■ **TASK INSTRUCTIONS**: Only the lines containing the string "aucguy" are needed; copy all of them from the listing.
------------------------------------------------------------
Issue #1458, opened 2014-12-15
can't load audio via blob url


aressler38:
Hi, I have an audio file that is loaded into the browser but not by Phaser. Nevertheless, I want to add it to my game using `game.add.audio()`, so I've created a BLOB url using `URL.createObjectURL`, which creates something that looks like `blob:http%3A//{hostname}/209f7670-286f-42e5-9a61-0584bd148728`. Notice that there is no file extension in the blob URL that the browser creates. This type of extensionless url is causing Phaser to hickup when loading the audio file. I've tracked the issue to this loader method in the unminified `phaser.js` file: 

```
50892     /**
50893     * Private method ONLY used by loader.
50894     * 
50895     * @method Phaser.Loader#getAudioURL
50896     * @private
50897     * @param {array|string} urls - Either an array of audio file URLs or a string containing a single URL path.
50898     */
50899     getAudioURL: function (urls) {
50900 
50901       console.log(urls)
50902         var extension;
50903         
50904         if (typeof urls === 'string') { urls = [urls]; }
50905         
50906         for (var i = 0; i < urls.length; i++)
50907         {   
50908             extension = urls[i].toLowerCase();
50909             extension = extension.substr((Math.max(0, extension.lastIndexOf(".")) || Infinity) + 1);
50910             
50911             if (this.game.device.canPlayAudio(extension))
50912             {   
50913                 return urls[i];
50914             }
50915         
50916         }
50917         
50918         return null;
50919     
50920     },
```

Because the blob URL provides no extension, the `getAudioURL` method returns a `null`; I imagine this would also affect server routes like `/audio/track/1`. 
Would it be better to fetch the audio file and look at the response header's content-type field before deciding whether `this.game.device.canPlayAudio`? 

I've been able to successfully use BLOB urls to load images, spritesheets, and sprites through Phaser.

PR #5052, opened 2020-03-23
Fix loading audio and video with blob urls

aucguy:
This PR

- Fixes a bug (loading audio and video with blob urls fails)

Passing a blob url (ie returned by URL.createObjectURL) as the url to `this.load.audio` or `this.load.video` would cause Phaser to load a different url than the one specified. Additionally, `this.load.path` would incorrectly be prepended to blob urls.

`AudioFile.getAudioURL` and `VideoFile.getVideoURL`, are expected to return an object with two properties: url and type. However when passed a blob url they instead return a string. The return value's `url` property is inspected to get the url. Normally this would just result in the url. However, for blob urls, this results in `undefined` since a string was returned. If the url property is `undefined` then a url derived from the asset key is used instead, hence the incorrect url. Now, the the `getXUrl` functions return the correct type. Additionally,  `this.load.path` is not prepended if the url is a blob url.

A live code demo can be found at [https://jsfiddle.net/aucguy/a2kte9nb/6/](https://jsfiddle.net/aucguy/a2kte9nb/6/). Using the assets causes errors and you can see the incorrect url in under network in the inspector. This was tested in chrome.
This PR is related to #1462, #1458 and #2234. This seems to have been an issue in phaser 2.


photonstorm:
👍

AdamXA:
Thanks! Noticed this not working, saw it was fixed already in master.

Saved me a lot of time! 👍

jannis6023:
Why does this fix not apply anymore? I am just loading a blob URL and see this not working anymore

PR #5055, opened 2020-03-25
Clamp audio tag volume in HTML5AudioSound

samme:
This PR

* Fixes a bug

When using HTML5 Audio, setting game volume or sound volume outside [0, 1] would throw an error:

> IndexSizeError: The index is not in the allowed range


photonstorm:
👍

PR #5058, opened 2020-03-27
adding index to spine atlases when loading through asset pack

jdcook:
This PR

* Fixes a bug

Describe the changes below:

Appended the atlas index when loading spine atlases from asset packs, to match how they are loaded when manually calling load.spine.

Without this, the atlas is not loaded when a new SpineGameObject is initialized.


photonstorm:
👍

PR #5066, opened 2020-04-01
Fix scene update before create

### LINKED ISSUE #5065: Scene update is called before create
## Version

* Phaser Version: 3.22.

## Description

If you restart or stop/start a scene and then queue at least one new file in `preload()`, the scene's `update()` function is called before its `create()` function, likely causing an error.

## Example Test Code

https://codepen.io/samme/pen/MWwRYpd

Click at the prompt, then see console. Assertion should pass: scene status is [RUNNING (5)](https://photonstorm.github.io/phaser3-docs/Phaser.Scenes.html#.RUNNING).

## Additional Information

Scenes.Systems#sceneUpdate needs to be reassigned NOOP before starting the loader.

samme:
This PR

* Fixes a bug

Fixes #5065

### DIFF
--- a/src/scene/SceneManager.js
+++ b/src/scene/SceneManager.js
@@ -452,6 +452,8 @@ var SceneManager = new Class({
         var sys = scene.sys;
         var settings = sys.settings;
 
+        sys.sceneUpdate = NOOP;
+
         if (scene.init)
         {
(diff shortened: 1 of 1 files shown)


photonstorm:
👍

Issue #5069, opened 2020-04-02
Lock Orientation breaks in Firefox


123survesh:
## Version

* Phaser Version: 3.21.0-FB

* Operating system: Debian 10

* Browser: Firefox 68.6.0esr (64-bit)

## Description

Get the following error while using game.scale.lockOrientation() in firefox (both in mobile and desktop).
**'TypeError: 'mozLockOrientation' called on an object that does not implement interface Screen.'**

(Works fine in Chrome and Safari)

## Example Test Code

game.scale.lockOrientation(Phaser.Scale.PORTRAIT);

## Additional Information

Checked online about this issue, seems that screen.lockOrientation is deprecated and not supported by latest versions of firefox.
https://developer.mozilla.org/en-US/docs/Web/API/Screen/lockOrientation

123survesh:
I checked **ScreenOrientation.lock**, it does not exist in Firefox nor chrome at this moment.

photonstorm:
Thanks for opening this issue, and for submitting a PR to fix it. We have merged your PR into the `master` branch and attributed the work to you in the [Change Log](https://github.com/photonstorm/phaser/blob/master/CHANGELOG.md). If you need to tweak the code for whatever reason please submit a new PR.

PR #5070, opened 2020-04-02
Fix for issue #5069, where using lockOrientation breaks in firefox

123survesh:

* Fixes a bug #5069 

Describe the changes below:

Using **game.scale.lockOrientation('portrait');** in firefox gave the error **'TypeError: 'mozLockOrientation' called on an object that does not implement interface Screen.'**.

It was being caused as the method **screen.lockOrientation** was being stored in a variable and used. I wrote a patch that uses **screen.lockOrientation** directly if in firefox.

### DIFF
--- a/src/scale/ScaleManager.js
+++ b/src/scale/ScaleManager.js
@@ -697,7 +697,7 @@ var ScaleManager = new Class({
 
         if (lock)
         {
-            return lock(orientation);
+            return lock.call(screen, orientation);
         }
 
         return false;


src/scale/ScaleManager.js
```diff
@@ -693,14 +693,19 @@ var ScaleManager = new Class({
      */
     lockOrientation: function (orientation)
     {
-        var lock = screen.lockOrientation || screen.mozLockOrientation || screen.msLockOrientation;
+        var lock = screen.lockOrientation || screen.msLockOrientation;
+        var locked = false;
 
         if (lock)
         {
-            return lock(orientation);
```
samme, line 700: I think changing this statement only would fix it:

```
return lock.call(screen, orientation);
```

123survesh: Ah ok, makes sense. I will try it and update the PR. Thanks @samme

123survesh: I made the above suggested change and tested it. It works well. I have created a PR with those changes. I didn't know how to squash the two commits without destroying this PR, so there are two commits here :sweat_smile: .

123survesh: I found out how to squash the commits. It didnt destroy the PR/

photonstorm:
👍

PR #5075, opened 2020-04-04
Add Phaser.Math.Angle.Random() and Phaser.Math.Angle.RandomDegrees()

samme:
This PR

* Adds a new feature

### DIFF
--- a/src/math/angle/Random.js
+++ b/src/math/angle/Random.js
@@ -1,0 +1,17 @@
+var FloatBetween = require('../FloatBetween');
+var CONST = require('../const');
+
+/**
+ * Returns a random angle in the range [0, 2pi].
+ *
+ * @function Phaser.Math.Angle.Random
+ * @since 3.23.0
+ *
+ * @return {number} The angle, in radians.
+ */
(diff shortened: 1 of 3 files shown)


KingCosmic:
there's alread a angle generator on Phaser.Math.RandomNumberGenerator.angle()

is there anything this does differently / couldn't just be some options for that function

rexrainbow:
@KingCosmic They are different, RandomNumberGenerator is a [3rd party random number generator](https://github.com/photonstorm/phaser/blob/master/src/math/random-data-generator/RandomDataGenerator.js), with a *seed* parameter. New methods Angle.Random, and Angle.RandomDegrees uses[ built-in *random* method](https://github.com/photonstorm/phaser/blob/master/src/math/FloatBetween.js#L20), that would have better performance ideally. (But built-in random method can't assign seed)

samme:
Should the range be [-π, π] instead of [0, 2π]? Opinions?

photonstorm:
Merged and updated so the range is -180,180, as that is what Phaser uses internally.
------------------------------------------------------------
■ **RESULT OF THE EXERCISE**:
aucguy:
A live code demo can be found at [https://jsfiddle.net/aucguy/a2kte9nb/6/](https://jsfiddle.net/aucguy/a2kte9nb/6/). Using the assets causes errors and you can see the incorrect url in under network in the inspector. This was tested in chrome.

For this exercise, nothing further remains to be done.